Who could be against goodness? I’m totally in favor of goodness—right up until goodness sits on the throne and demands worship. Beware the goodness that takes the crown from the King of kings. Beware the goodness of this age, and the wisdom of this age that tries to present a goodness divorced from the humility of worship, instruction, or servanthood. In short, beware when goodness masquerades as God.

The living God is dangerously good. We have made our own ideas of goodness safe and comfortable. The dangerous goodness of God cuts across our culturally based versions of “good.” It’s not about your version of good, or mine. The wisdom of this age wants to fashion a goodness after its own image, a safe goodness of which we are the judge. Our ideas of goodness may lead us to our doom. When we demand a god who conforms to our view of good and evil, we have made him over in our image.

We are, in fact, afraid of Absolute Goodness. When humankind saw True Goodness among us, we nailed him to the cross. We employed the powers of government and religion in a vain attempt to muzzle him and continue ordering the world after our own ideas of what is right.

But what is right? What is good? Pilate asked Jesus “What is truth?” In the last hundred years the wisdom of this age has answered that question by concluding there is no such thing. We have moved beyond the question of truth, and we are stuck today on “What is good?” Each of us should tremble if we reach the same result as we did with truth—that we should be be left to choose our own ideas of good. The goodness of this world is the promise that we will become like God—all we need is the knowledge of good and evil (never mind what shortcuts we take, or the source of this knowledge).

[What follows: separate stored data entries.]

Issue #1001, opened 2026-07-29
Dogfood a 10k-line real Almide project — nothing at scale exists, so every scale claim and scale-triggered optimization is theoretical


O6lvl4:
## Background

The compiler pipeline is measured linear (~1ms/line for a native debug build: 4,000-fn file = 4.2s full build), but no real Almide program anywhere near that size exists. Consequences:

- Scale claims ("Go-class builds") are only demonstrated up to a few thousand lines
- The per-module compilation cache (#1003) has a trigger condition — full build > 2–3s in a real project — that nothing can currently trip
- There is no answer to "what was built in Almide that couldn't have been?"

## Task

Build one substantial (~10k-line) real program in Almide. Candidate shapes: a tool the almide/almide-dojo ecosystem actually needs (task-bank tooling, a docs-site generator, an .almd-aware code-search/index tool), so the effort is not throwaway.

Value beyond the artifact itself:
- Generates the real-world pain signal that arms or dismisses #1003 (and the http-rlib item #1002) with data instead of extrapolation
- Exercises the module system, package system, and diagnostics at a scale the spec suite doesn't
- Becomes the first "written in Almide" proof point

This is the driver item for the trigger-gated backlog: the deferred optimizations stay deferred until this exists.

O6lvl4:
## Done — `tools/almide-gates`, seven byte-identical subcommands

Unit 0.46 is closed. The program is this repository's own quality gates, rewritten in Almide,
with byte-identity against the bash originals as the acceptance check throughout.

| subcommand | bash original | evidence |
|---|---|---|
| `roadmap-readme` | `docs/roadmap/generate-readme.sh` | 390 lines / 59,262 bytes identical |
| `contracts-readme` | `docs/contracts/generate-readme.sh` | 232 lines / 25,450 bytes identical |
| `conformance` | `docs/contracts/generate-conformance.sh` | 81 lines identical |
| `stamp` | `proofs/lib/stamp.sh` | identical — and it has aborted a real measurement |
| `output-parity` | `proofs/output-parity.sh` | 10 lines / 607 bytes, both exit 0 |
| `fuzz-track-record` | `scripts/fuzz-track-record.sh` | 12 lines / 759 bytes identical |
| `check-contracts` | `scripts/check-contracts.sh` | 13 lines / 542 bytes + **15/15 mutations** |

~2,100 lines across thirteen modules, 43 tests, gated in CI.

### Eight defects found by writing it

[...]

Issue #924, opened 2026-07-27
fuzz-nightly full-budget ratchet: 14 consecutive completed nights (instrument re-measured ONLINE 2026-08-08)


O6lvl4:
> **状態** — 計測器・ゲート・判断待ち
> **一行で** — 終結条件「14 夜連続で予算を完走」は、verdict job が `if: always()` で常に出るようになった後は構成上満たされてしまうため数え直しが必要で、代わりに提案された「14 夜連続で planned fuzz-minutes の 75% 以上を配送（`shards=k/N` から読む）」は 2026-08-08 のコメントに「裁定は maintainer に委ねる」と書かれたまま裁定されていない。
>
> **やること**
> 1. 数える条件を 1 つ選ぶ — 本文の「14 夜連続 full-budget」か、下のコメントの「14 夜連続で planned fuzz-minutes の ≥75%」か。これが決まらないと何を数えているのか言えない。
> 2. 決まった条件で `bash scripts/fuzz-track-record.sh 20` を走らせ、現在値をこの issue に記録する（この issue に残る最後の実測は 2026-08-17 の「1 夜」）。
> 3. #2390（verdict 行の数え落ち: preempt された shard の finding が総数から抜け、本文の列挙は 20 件で打ち切られる）を閉じる。coverage と findings を同じ `fuzz-night:` 行から読むので、その行の数が信用できない限り streak の値も信用できない。
> 4. bot の finding はもうこの issue に積まれない（#2379 で `fuzz-findings` label へ routed）。この issue が持つのは ratchet だけになる。
>
> **完了条件** — 裁定された条件で `scripts/fuzz-track-record.sh` が 14 夜連続を報告し、その出力がこの issue に貼られる。
> **根拠** — `scripts/fuzz-track-record.sh:21-29` と `.github/workflows/fuzz-nightly.yml:38,45-48`（#1014 以降 12 夜のうち 10 夜が完走、kill 率 ~1/6、「14 夜連続 full-budget」は (5/6)^14 ≈ 8%）。この issue のコメントの実測: 2026-07-30 に 3/14、2026-08-08 に 4/14、2026-08-17 に 1 夜（corrected metric）。2026-09-21 に `gh run list --workflow=fuzz-nightly.yml --limit 20` は success 8 / failure 10 / cancelled 2 を返すが、赤は finding でも赤になるので完走の判定には使えない。
[...]

Issue #796, opened 2026-07-18
Fuzz nightly to true green: 3 open findings (#807/#808/#809) + two consecutive green nights


O6lvl4:
Fuzz (nightly) has been red since 2026-07-15. All 12 findings from the 2026-07-18 run (seed 1784352208133210990) reproduce on current develop — real native/wasm divergences, none fixed incidentally by the #782 burn-down.

Worst class: float-fixed-format / ZWJ-emoji strings observed as `ok("")` on wasm — a deferred Opaque reaching observed output, i.e. a wall-coverage hole (the #777/F3 motivation and the silent-wrong-value class the v1 discipline exists to prevent). Also: lists collapsing to `[]`, an i32-boundary tuple returning a completely different value, option flips, negative-zero display, and one wasm build + one run failure. The same workflow's coverage-ratchet job is failing too and needs its own diagnosis.

Plan, repro commands, full findings table, and definition of done: docs/roadmap/active/fuzz-findings-triage.md

O6lvl4:
## 2026-07-20 burn-down: taxonomy rebuilt, 8 divergence classes resolved, 3 filed

**Taxonomy** (ca3288b4, 31ffb582): honest walls are no longer findings — `Outcome::Walled` with a per-reason histogram (subset burn-down data), and a wasm hang whose native leg ALSO failed is a skip (failure-speed races are not divergences). The scary "623 findings" resolved to **6 real + 297 walls**.

**Fixed today** (37abd7ca, a15f2227, 6d48398c — each with fixture+contract, all gates green):
1. **C-158**: scalar-call ctor payloads fell to a zeroed Opaque (`ok(chain)` → `ok(0)`) — ANF route
2. invalid_float_literal acceptance divergence — same root, auto-resolved
3. **C-095**: json pretty-print used Rust `{:?}` escaping (`\u{301}` — invalid JSON) — canonical 5-escape on both targets
4. **C-054**: `repeat` negative counts (native capacity panic 101 vs wasm alloc trap 134) — signed clamp to empty, all three repeat families
5. tuple ctor payloads (`ok((0.3, 1000000))` → OOB abort) — ANF route extended to Tuple
6. **C-159 (new)**: `binary_search` duplicate-key index — the wasm self-host replicated the CLASSIC early-exit loop while Rust std (the oracle) is the 1.52+ branchless loop; now instruction-identical
[...]

Issue #983, opened 2026-07-29
build-cross runs bare cargo test (root package only) and never arms the tool-gated suites — the macOS/Windows and feature-branch legs skip-as-pass


O6lvl4:
From the 2026-07-30 gates audit.

Root `tests/` has 18 tool-gated integration suites (pattern: `tool_available()` / wasmtime probe → early-return AS PASS when the tool is missing). Whether they actually run is a property of each JOB's toolbox, and today:

| job | command | wasmtime | wasm-opt | verdict |
|---|---|---|---|---|
| ci.yml test-rust (Linux) | `cargo test --workspace` | installed | installed | fully armed |
| ci.yml build-cross (macOS) | bare `cargo test` | installed | never installed | wasm_opt_parity_test permanent no-op |
| ci.yml build-cross (Windows) | bare `cargo test` | not installed (`if: runner.os != 'Windows'`) | not installed | all 18 tool-gated suites no-op |
| ci-feature.yml | `cargo test --workspace` | not installed | not installed | all 18 no-op on every feature branch |

And the bare `cargo test` at `ci.yml:473` is the exact mistake `ci.yml:139-142` documents fixing for test-rust: "a bare `cargo test` at the root tests only the ROOT package — the member crates' suites silently never ran in CI." So the macOS/Windows legs also never run almide-interp's abstain-ledger gate, almide-mir's ratchets, or any member-crate unit test.

## Closure condition

`build-cross` runs `cargo test --workspace`; each tool-gated suite either has its tool installed in every job that claims its coverage, or is explicitly platform-scoped (cfg/ignore with a reason) instead of skip-as-pass; and a job-level tripwire (e.g. assert the skip count of tool-gated suites is 0 on the fully-armed leg) so a future tool-install regression is loud.

O6lvl4:
[...]

PR #1035, opened 2026-07-31
v0.44.0 — the dogfood grows a spine, and three shell decision rules become testable

O6lvl4:
## v0.44.0

`tools/almide-gates` (Unit 0.46, #1001) reaches **four byte-identical subcommands** — roadmap README (390 lines), contracts README (231), conformance (81), and the shared toolchain stamp (7) — plus **three decision rules extracted from the shell gates as pure, tested functions**.

~740 lines across nine modules, and **gated in CI**. It is written IN Almide, so a compiler regression breaks it — which is the point of dogfooding it. Previously it could grow unverified.

### The extractions

A second kind of value, distinct from the six defects the dogfood surfaced in v0.43.0. In bash these rules are interleaved with process invocation and network calls, so the RULE can only be exercised by running the whole gate:

**The parity verdict** (`output-parity.sh`) — five outcomes whose ORDER is load-bearing:

```
render fails + oracle also failed  → v0fail
render fails + oracle succeeded    → wall
```

Backwards, every broken fixture reports as a v1 wall — and **the wall count is a ratchet**, so a mislabel inflates a number the project manages as debt. The bash has it right; nothing tested that it stayed right.

**The nightly streak fold** (`fuzz-track-record.sh`) — two streaks over one run list that stop **independently**:

| night | green (#796, closes at 2) | full-budget (#924, at 14) |
|---|---|---|
| no findings | continues | continues |
| findings | **ends** | **continues** |
| truncated | ends | ends |

A night with findings ends one and not the other, because #924 measures whether the instrument **ran**, not whether it was quiet. Collapsing them — the obvious simplification — makes #924 unmeasurable on a compiler still being fixed.

**The contract link symmetry** (`check-contracts.sh`) — run against the real ledger:

```
fixture evidence links checked: 346
asymmetric (ledger says, fixture does not): 0
```

An independent implementation agreeing with the bash audit is the strongest check available short of byte-identity, and it arrived before the full subcommand was ported. It reports its two asymmetries separately, because they fail differently: a ledger entry pointing at a fixture that certifies something else looks covered and is not; a fixture nothing lists could be deleted with nothing breaking.

### The toolchain stamp earned its port

`proofs/lib/stamp.sh` aborts every proof gate when the PATH binary is not the workspace build, because the evidence would describe a different compiler. That fired for real during this cycle — a parity run refused to start until `make install` caught up. The Almide version reproduces the abort exactly, including the sha256 comparison.

It is the same one-binary discipline the fuzz campaigns depend on, and it is now expressed in a typed language rather than in shell.


O6lvl4:
## Not merging yet — two cross-platform Build legs are red, and it is not this PR's diff

`Build (macos-latest)` and `Build (windows-latest)` fail in `Cargo tests (workspace)`:

```
---- armed_jobs_actually_have_their_tools stdout ----
panicked at tests/tool_arming_tripwire_test.rs:35:
ALMIDE_EXPECT_TOOLS=1 but `wasmtime` is not runnable — this job claims full tool
coverage, so the tool-gated suites would silently skip-as-pass. Install it or drop
the claim (#983).
```

### Why it is not the diff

Jesus demonstrates goodness through his humility: that the human mind should bow before the glory of God. Goodness is the fruit of walking with the Master of Life, of learning his heart, gaining his mind, and making room for his Spirit. We would be wise to give up our definitions of goodness until his work takes root in us.

And this is just the start, because the same is true for each fruit of the Spirit. If we let him, the Spirit will redefine love, joy, peace, forbearance, kindness, (and goodness) faithfulness, gentleness and self-control. We will discover heaven’s definitions of each good thing.